ROMANO: De Gasperi não produziu uma elaboração intelectual, teórica, do europeísmo. Quando, nos primeiros anos do pós-guerra, foi protagonista das iniciativas concretas para dar corpo às primeiras instituições européias, ele pôs à disposição daqueles projetos, como eu disse, a sua rica experiência política, que começou em Trento e em Viena. Em Trento, entre 1905 e 1915, ele assumiu a direção do jornal Il Trentino, fundou o Partido Popular local, criou cooperativas e institutos de crédito que melhoram as condições de vida dos camponeses, foi eleito conselheiro municipal... Em Viena, tornou-se parlamentar e conheceu as idéias cristãs-sociais do burgomestre Karl Lueger, muito admirado por ele. Depois, após o fim da Primeira Grande Guerra, inscreveu-se no Partido Popular e foi eleito deputado italiano... É uma história que conhecemos, mas essa história e essas experiências políticas representam justamente o patrimônio que De Gasperi deixou ao europeísmo. E que iria se tornar, no segundo pós-guerra, o elemento coagulante dos vários europeísmos italianos.

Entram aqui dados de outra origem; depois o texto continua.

PR #1500, opened 2020-08-15
Support initializing an existential value with a generic value in dynamic code gen.

csyonghe:
This change implements support for initializing an existential value (function argument or local variable) with a generic value in dynamic code gen.

For example,
```
[anyValueSize(16)]
interface IInterface
{
	int Compute(int inVal);
};

int GenericCompute0(IInterface obj, int inVal)
{
    return obj.Compute(inVal);
}

int GenericCompute1<T:IInterface>(T obj, int inVal)
{
    IInterface iobj = obj;
	return iobj.Compute(inVal) + 
        GenericCompute0(obj, inVal) -
        GenericCompute0(iobj, inVal);
}
```
In `GenericCompute1` function, a generic value `obj` is being assigned to an existential value `iobj`, and is being used to invoke the `GenericCompute0` function that accepts an existential typed parameter.

Conceptually, the current existential type support should just work. However, there is a major unimplemented piece: when initializing an existential value, we need to create a tuple that includes a packed `AnyValue`, a witness table, and an RTTI object. While the former two is trivially available at the site of an `IRMakeExistential`, the RTTI object is not immediately available since the concrete type of the generic value is passed in as a different argument. In the existing implementation, a generic function parameter `T obj` is lowered into `AnyValue<N> obj`, and therefore the link to the RTTI parameter (which comes as a lowered parameter of `T` itself) is lost during the translation. To address this issue, this change introduces an `IRAnyValueTypeWithRTTI` IR type that behaves the same as `IRAnyValue`, but with an additional operand that refers to the associated RTTI object. With this change, `obj` in function `GenericCompute1` will have type `IRAnyValueTypeWithRTTI(16, rtti_T)`, where `rtti_T` represents the type info parameter for `T` in the lowered function.

The next issue is that `IRAnyValueTypeWithRTTI` cannot appear in a function parameter list due to a limitation in our IR that prevents parameter lists to have internal depedencies (i.e. a parameter has a type that is dependent on another parameter in the same parameter list). The solution is to still use `IRAnyValueType` in the parameter list, but insert a `BitCast` that converts the parameter into `IRAnyValueTypeWithRTTI` and have all the uses refer to the bitCast instead. 

Note that the bitcast instruction will then have type `Ptr(IRAnyValueTypeWithRTTI(16, rtti_T))`. Since this type depends on `rtti_T`, which is another parameter of the function, the type must be defined in the local function scope instead of the global scope. However, after translating all `IRAnyValueType` and `IRAnyValueTypeWithRTTI` into a specialized `AnyValue` struct type in `anyvalue-marshalling` pass, we will leave behind a type definition like `Ptr(AnyValueStruct)` in local scope. Since our emitting logic will have problems dealing with local type definitions, this change also introduces an IR pass `hoistLocalTypes` to hoist these types back to global scope to avoid problems.


source/slang/slang-ir.h
```diff
@@ -1265,15 +1265,30 @@ struct IRRTTIType : IRType
...
+};
+
+struct IRAnyValueTypeWithRTTI : IRAnyValueTypeBase
+{
+    IR_LEAF_ISA(AnyValueTypeWithRTTI);
+    IRInst* getRTTI()
+    {
+        return getOperand(1);
+    }
+};
```
tfoleyNV, line 1290: The main question I have on this PR is: why have a pass that transforms `AnyValueType` to `AnyValueTypeWithRTTI` instead of just transforming the `makeExistential` operations themselves?

The current encoding of `makeExistential(v, w)` relies on the fact that the type that needs to go into the existential can be read off of the `v` operand, and thus we don't bother making it an explicit operand.

An alternative encoding would be to have `makeExistential(v, T, w)` take the type as an explicit operand, and then a pass could replace the type operand `T` with an RTTI operand instead.

Alternatively, we could also have `makeExistentialWithRTTI(v, RTTI, w)` and have the pass transform `makeExistential` to `makeExistentialWithRTTI`.

I'm just a bit confused about why `AnyValue` needs to sacrifice simplicity and clarity for this feature, when it seems like the design issue might just be on `makeExistential`.

csyonghe: That's true. Let me redo this PR. Thanks for pointing it out!

PR #1508, opened 2020-08-19
Allow calling a generic function with an existential value (dynamic dispatch)

csyonghe:
This change allows calling a generic function with an existential value when generating dynamic dispatch code.
It enables the following use case:
```
[anyValueSize(16)]
interface IInterface
{
	int Compute(int inVal);
};

int GenericCompute0(IInterface obj, int inVal)
{
    return GenericCompute1(obj, obj, inVal);
}

int GenericCompute1<T:IInterface>(T obj, IInterface obj2, int inVal)
{
    return obj.Compute(inVal) + obj2.Compute(inVal);
}

```
Upon seeing the call to `GenericCompute1` from `GenericCompute0`, our current implementation would attempt to specialize `GenericCompute1` with `T=IInterface`, which is not correct. In this case, the right behavior is to "open" the existential value `obj` first, and use the `ExtractExistentialType` obtained from opening the existential value to specialized the generic function.

This change implements the right behavior by adding a call to `maybeOpenExistential` on every argument at the beginning of `SemanticsVisitor::ResolveInvoke`.  The result expr type from `openExistential` is a `DeclRefType` to the interface decl, with a `ThisTypeSubstitution` referring to an `ExtractExistentialSubtypeWitness` and results in the following generic argument inference to fail. This PR changes `openExistential` so that it returns an expression with `ExtractExistentialType`, and the `ThisTypeSubstitution` is available from the new `interfaceDeclRef` member of the `ExtractExistentialType`. This allows the rest of resolving logic to ignore `ThisTypeSubstitutions`. A new case is added to `lookupMemberInSuperType` to handle looking up through `ExtractExistentialType`s. In addition, a case for `ExtractExistentialType` is added to `_isDeclaredSubtype` and `TryJoinTypeWithInterface` to get our type checking logic recognize the new use case. 

This change can introduce unnecessary `openExistential` operations. For example, the `obj` argument in `GenericCompute0` can be used directly to fullfil the `obj2` parameter of `GenericCompute1`. However, with this change, since all arguments are opened conditionlessly, it needs to be packed into another existential value before serving to the `obj2` parameter. This is redundent code that can be eliminated in an optimization pass (not included in this PR).

This change doesn't enable the compiler to generate statically specialized code for the introduced test case. I haven't investigated why it doesn't work yet.


source/slang/slang-check-constraint.cpp
```diff
@@ -158,6 +158,11 @@ namespace Slang
                 return bestType;
         }
 
+        if (auto extractExistentialType = as<ExtractExistentialType>(type))
+        {
+            if (extractExistentialType->interfaceDeclRef.equals(interfaceDeclRef))
+                return extractExistentialType;
+        }
```
tfoleyNV, line 165: Hmm... I would have expected this to be a check that `type` is a `DeclRefType` referring to an `InterfaceDecl` and with a `ThisTypeSubstitution`, and then it would `return` the underlying type from the `ThisTypeSubstitution`.

source/slang/slang-check-overload.cpp
```diff
@@ -1517,6 +1517,25 @@ namespace Slang
...
+            {
+                arg->type->substitute(getASTBuilder(), declRefType->declRef.substitutions);
+                if (auto interfaceRef = declRefType->declRef.as<InterfaceDecl>())
+                {
+                    if (auto thisTypeSubst = findThisTypeSubstitution(
+                            declRefType->declRef.substitutions, interfaceRef.getDecl()))
+                    {
+                        arg->type = thisTypeSubst->witness->sub;
+                    }
+                }
```
tfoleyNV, line 1535: Basically, this is the logic I expected to see in the constraint inference part of things.

Here in the argument-related stuff I'm not 100% sure it is valid to make this change, because we are overwriting the type of an `Expr` to something other than its original type. Maybe it happens to work out all right in practice, but this makes me nervous, because a type of `IFoo` with a `ThisType` of `Bar` is distinct from the type `Bar` in our system today (although maybe that is actually a broken concept in our representation), and here you are replacing the first type with the latter.

source/slang/slang-check-conformance.cpp
```diff
@@ -268,6 +268,24 @@ namespace Slang
...
+                    auto witness = getASTBuilder()->create<ExtractExistentialSubtypeWitness>();
+                    *outWitness = witness;
+                    witness->declRef = extractExistentialType->declRef;
+                    witness->sub = extractExistentialType;
+                    witness->sup = DeclRefType::create(getASTBuilder(), superTypeDeclRef);
+                }
+                return true;
+            }
+            return false;
+        }
```
tfoleyNV, line 288: I like this bit, since it is a clear typing rule that we should support.

tfoleyNV (dismissed):

PR #1512, opened 2020-08-21
NVAPI improvements

jsmall-nvidia:
* Detect NVAPI ops for features on D3D11/12
* Made Renderer::Desc contain the 'nvapiExtnSlot'. If -1 then nvapi is not enabled.
* Fixed bug around the setting of the NVAPI slot used.


tools/gfx/open-gl/render-gl.cpp
```diff
@@ -717,9 +717,12 @@ SlangResult GLRenderer::initialize(const Desc& desc, void* inWindowHandle)
...
     }
 
-    if (m_desc.requiredFeatures.indexOf("nvapi") >= 0 && SLANG_SUCCEEDED(NVAPIUtil::initialize()))
+    if (m_desc.nvapiExtnSlot >= 0)
     {
-        m_features.add("nvapi");
+        if (SLANG_FAILED(NVAPIUtil::initialize()))
+        {
+            return SLANG_E_NOT_AVAILABLE;
+        }
```
tfoleyNV, line 725: I may have missed this before, but why are we initializing NVAPI in our OpenGL back-end? I assume there are no NVAPI features for GL, because those would all be GL extensions instead...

De Gasperi durante o discurso na Conferência para a Paz, em Paris, em 1946

De Gasperi durante o discurso na Conferência para a Paz, em Paris, em 1946

De onde nasce a “necessidade de Europa” percebida por De Gaspari?
ROMANO: Depois da Segunda Guerra Mundial, formou-se nele a convicção de que nenhum Estado europeu já estivesse em condições de enfrentar os problemas da reconstrução e do futuro do Velho Continente. Foi nesse momento que a práxis política do estadista assumiu uma perspectiva europeísta. Perspectiva que se tornou particularmente eficaz quando ele encontrou duas personalidades que, com ele, se tornariam o verdadeiro “diretório” europeu depois do final do conflito: Robert Schuman e Konrad Adenauer. O primeiro é da Lorena, o segundo, da Renânia. Todos os três católicos e democratas-cristãos, de língua alemã, pertencentes a regiões de fronteiras nas quais os nacionalismos são muitas vezes temperados pelas necessidades e pelas virtudes da convivência.
Quais são as características comuns desses três homens políticos?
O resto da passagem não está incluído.